What to do about that unwanted beast feedback! The reasons for getting feedback in an audio signal can be many; environment, surfaces, equipment, placement, and even weather conditions. If you're getting feedback there's a couple of tricks you can try for solving the problem, and they aren't necessarily that complicated. In fact, the simple ones make a lot of sense.
Outdoors you will most likely have less problems with feedback as there are usually less reflective surfaces than indoors. Regardless of indoors or outdoors the following suggestions should help you improve things.
First, speaker placement. Give your speakers good separation and aim both at a central point two thirds of the way to the back of your location. Indoors, each individual room has its own acoustic properties and resonant frequencies. So, you can't rely on the same placement solution to each new room, you'll have to tweak a little.
The simplest thought on dealing with feedback is to 'break the loop'. In other words, move your microphone to a place where it is not getting any of the unwanted signals which are causing feedback.

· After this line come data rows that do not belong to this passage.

PR #550, opened 2015-09-21
support epoch in RPM packages

chaiken-verticloud:
Epoch number is required for some RPM packages to work correctly.

I considered adding equivalent support for Debian packages, but Omnibus already supports Debian packages by allowing a colon in the version number.

### DIFF
--- a/spec/unit/packagers/rpm_spec.rb
+++ b/spec/unit/packagers/rpm_spec.rb
@@ -91,6 +91,20 @@ module Omnibus
       end
     end
 
+    describe '#epoch' do
+      it 'is a DSL method' do
+        expect(subject).to have_exposed_method(:epoch)
+      end
+
+      it 'has no default value' do
+        expect(subject.epoch).to eq(nil)
+      end
+
+      it 'must be a Fixnum' do
+        expect { subject.epoch(Object.new) }.to raise_error(InvalidValue)
+      end
+    end
+
     describe '#category' do
       it 'is a DSL method' do
         expect(subject).to have_exposed_method(:category)
@@ -156,6 +170,14 @@ module Omnibus
         expect(contents).to include("URL: https://example.com")
         expect(contents).to include("Packager: Chef Software")
         expect(contents).to include("Obsoletes: old-project")
+      end
+
+      it 'supports the epoch tag' do
+        allow(subject).to receive(:epoch).and_return(42)
+        subject.write_rpm_spec
+        contents = File.read(spec_file)
+
+        expect(contents).to include("Epoch: 42")
       end
 
       context 'when scripts are given' do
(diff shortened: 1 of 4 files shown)


spec/unit/packagers/rpm_spec.rb
```diff
@@ -158,6 +172,14 @@ module Omnibus
         expect(contents).to include("Obsoletes: old-project")
       end
 
+      it 'supports the epoch tag' do
```
stevendanna: Can we also add a test for the case when an epoch isn't exlicitly set to ensure that the spec doesn't include the Epoch: line?

stevendanna:
@chaiken-verticloud Apologies for the delay in this.  This looks good to me but I'd like to see an additional test to cover the case of no epoch being set.

cc @chef/omnibus-maintainers

yzl:
Code looks ok to me, although I agree with @ssd about the need for a test.  After reading the [recommendations in the rpm manual](http://www.rpm.org/max-rpm-snapshot/s1-rpm-depend-manual-dependencies.html), I am :-1: about explicit support for epoch, but will defer to the consensus of other maintainers.

stevendanna:
@yzl Mind expanding a bit on why? I don't disagree, just think it would help us gain consensus.

The document you linked to says:

>  If you have the option between changing the software's version-numbering scheme, or using epoch numbers in RPM, please consider changing the version-numbering scheme. Chances are, if RPM can't figure it out, most of the people using your software can't, either. But in case you aren't the author of the software you're packaging, and its version numbering scheme is giving RPM fits, the epoch tag can help you out. 

Since this relates to the version you give to omnibus packages, I think in most cases we'd prefer users go with the "change your version numbering scheme" solution. I guess the edge case are users who are trying to faithfully package some upstream package using omnibus and want to keep version numbers in line.

yzl:
@ssd My reasons, which I admit are weird and idiosyncratic, are:

1.  The non-enthusiasm in the rpm docs I linked to in my previous comment.
2.  I see epoch as enough of an edge case that I'd rather that projects that need to use it [override the spec file locally](https://github.com/chef/omnibus/blob/master/lib/omnibus/packagers/base.rb#L184-L198).  This is less nice than having `omnibus` support, but that's the nature of edge cases.

scotthain:
I'm :+1: on what @yzl said, for similar weird and idiosyncratic reasons...

chaiken-verticloud:
Unfortunately, I converted an fpm-packaged gem into an omnibus-packaged gem.  Due to oddities in the way that fpm worked, I need to change the epoch.  This change seems to be a pretty innocuous, backward-compatible addition of a small feature.  It was pretty easy for me to merge into master as of today, which leads me to believe that it is also well-contained and easy to maintain over time.

PR #551, opened 2015-09-23
Add info message for publish cli corner case

scotthain:
Simple corner case on the off chance you are using publish from command line, if no packages are found, it silently 'fails'

@chef/omnibus-maintainers

### DIFF
--- a/lib/omnibus/publishers/artifactory_publisher.rb
+++ b/lib/omnibus/publishers/artifactory_publisher.rb
@@ -23,6 +23,10 @@ module Omnibus
       log.info(log_key) { 'Starting artifactory publisher' }
       safe_require('artifactory')
 
+      if packages.empty?
+        log.info(log_key) { 'No packages found, skipping publish' }
+      end
+
       packages.each do |package|
         # Make sure the package is good to go!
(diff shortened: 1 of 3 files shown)


lib/omnibus/publishers/artifactory_publisher.rb
```diff
@@ -23,6 +23,10 @@ def publish(&block)
       log.info(log_key) { 'Starting artifactory publisher' }
       safe_require('artifactory')
 
+      if packages.empty?
+        log.info(log_key) { 'No packages found, skipping publish' }
+      end
+
```
schisamo: We should probably put this message up in `Omnibus::Publisher#packages`:
https://github.com/chef/omnibus/blob/shain/add_publish_debug/lib/omnibus/publisher.rb#L68-L117

This will ensure all publishers benefit.

schisamo:
One comment, we should also add some test coverage.

scotthain:
Test added!

schisamo:
:+1:

yzl:
:+1:

curiositycasualty:
🚀🍰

EQ is may also assist, but in doing so you will be affecting the entire output signal and losing some of the sound quality. Find which frequency your feedback is occuring, chose the smallest bandwidth possible and eliminate (or reduce) that frequency. There is a slight problem that whoever is monitoring you sound will have to keep an eye, er, ear on. As mentioned earlier the exact feedback frequency can shift due to conditions such as temperature and humidity. An empty room that you do a soundcheck in may be fine, but two hours later when it's packed with hot sweaty bodies may be a little different especially when dealing with tiny bandwidths. When the frequency shifts your pre-set bandwidth may not be dealing with it.
Try and get your source as close to the microphone as possible so you don't drag in unwanted signals.
If at all possible see if your location can be dampened somehow. At most venue locations this may not be possible, but if you're trying to record at home pillows, blankets and curtains draped around can be quite effective.